Das vergangene halbe Jahr war ein ungewohntes für den Fußball-Oberligisten 1. FC Normannia Gmünd. Denn über mehrere Monate stand nicht Yannick Ellermann zwischen den Pfosten. Seit diesem Jahr aber spielt Ellermann wieder, hat sich von seinem schweren Schien- und Wadenbeinbruch, den er sich in der Hinrunde in Hollenbach zuzog, wieder erholt.
Im Sommer ist Yanick Ellermann zehn Jahre bei der Normannia. Bereits als junger Schlussmann hatte er sich damals recht schnell bei den Gmündern durchgesetzt und stand in dieser Zeit in über 240 Partien für die Gmünder auf dem Platz, in der Verbands- oder Oberliga. Er ist aufgestiegen, abgestiegen, wieder aufgestiegen und möchte in diesem Jahr mit den Gmündern das dritte Mal nacheinander den Klassenerhalt in der Oberliga schaffen. Doch, ganz gleich, wie es am Ende ausgehen mag: Ellermann hat um zwei weitere Jahre bei der Normannia verlängert. Mit nur 1,78 Meter gehört Ellermann nicht zu den größten Schlussleuten, sicherlich aber zu den besten in der Liga. Das sagen nicht nur Fußballfreunde, die es gut mit der Normannia meinen.

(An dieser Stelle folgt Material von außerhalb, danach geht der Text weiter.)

PR #4962, opened 2017-07-08
Added events to show and hide the preview pane.

nbianca:
The plugin-outlet defined in the preview is useless if the preview pane is hidden.

I consider that plugins should may be able to show and hide the preview pane.

### DIFF
--- a/app/assets/javascripts/discourse/components/composer-editor.js.es6
+++ b/app/assets/javascripts/discourse/components/composer-editor.js.es6
@@ -33,12 +33,10 @@ export default Ember.Component.extend({
 
     this.appEvents.on('composer:show-preview', () => {
       this.set('showPreview', true);
-      this.keyValueStore.set({ key: 'composer.showPreview', value: true });
     });
 
     this.appEvents.on('composer:hide-preview', () => {
       this.set('showPreview', false);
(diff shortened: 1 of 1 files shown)


SamSaffron:
Do we need an `off` for these events when you hide the composer? I don't want to keep the event listening around if the composer is not visible on the page (or even if the composer is minimized)

nbianca:
I made the edits.

SamSaffron:
One last style thing, I think it is better to have a central spot for changing key value store as opposed to having it in 3 places. 

I would just observe when showPreview changes and amend it based of that. It means there will only be one spot that amends the store which makes the code more robust.

SamSaffron:
excellent, thanks!

app/assets/javascripts/discourse/components/composer-editor.js.es6
```diff
@@ -42,6 +50,11 @@ export default Ember.Component.extend({
     return showPreview ? I18n.t('composer.hide_preview') : I18n.t('composer.show_preview');
   },
 
+  @observes('showPreview')
```
techAPJ: This resulted in a failing test. Fixed via: https://github.com/discourse/discourse/commit/3fb1c21dd5fbc17fda9e4c75953d19ed8009798e

:)

PR #4963, opened 2017-07-09
Added event trigger for file uploads.

nbianca:
This will be used for [this plugin](https://github.com/nbianca/discourse-gif-to-mp4).

### DIFF
--- a/lib/upload_creator.rb
+++ b/lib/upload_creator.rb
@@ -27,6 +27,11 @@ class UploadCreator
     @opts = opts
   end
 
+  attr_accessor :upload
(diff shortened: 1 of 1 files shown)


SamSaffron:
Can we use this instead? 

https://github.com/discourse/discourse/blob/master/lib/cooked_post_processor.rb#L38 

I think we want to retain the old upload, and just recompress and replace with the new non-gif version after the fact

nbianca:
That makes sense. I will look into it.

SamSaffron:
ok, closing this for now, let me know how you go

„Ich habe hier wirklich schon eine Menge erlebt, aber manchmal sind es die kleinen Dinge, die alles auf den Punkt bringen. Mein Sohn hat neulich gesagt, dass die Normannia sein Lieblingsverein ist und dass er gerne zuschaut, wenn der Papa im Tor ist. Das hat mich schon gepackt und von daher ist mir die Entscheidung fast schon abgenommen worden“, sagt Ellermann zu seiner Verlängerung. Mittlerweile ist er 29 Jahre alt, verheiratet, Vater. Viel Zeit ist vergangen, seit er damals von der U19 des VfR Aalen in den Schwerzer gewechselt ist, also noch recht unbekannter Schlussmann.
„Yannick ist nicht nur unser Torwart und Kapitän, er ist eine Identifikationsfigur im Verein und unglaublich wichtig, auf und neben dem Platz. Natürlich war es da unser Wunsch, mit ihm weiterzuarbeiten“, freut sich Sportdirektor Stephan Fichter über die Verlängerung des Gmünder Kapitäns. Die Verlängerung zu diesem frühen Zeitpunkt der Saison ist natürlich auch ein Zeichen des Kapitäns, das durchaus eine gewisse Wirkung erzielen sollte im Umfeld.
„Manche Dinge entscheidet man nicht im Kopf, sondern mit dem Herzen. Das war definitiv eine Entscheidung des Herzens. Ich werde weiterhin vorangehen und hoffe, dass wir noch viele weitere tolle Momente mit der Normannia erleben werden“, so Ellermann weiter. Mit dieser Verlängerung dürfte der Publikumsliebling auch viele Normannen aus dem Umfeld glücklich gemacht haben – und darüber hinaus.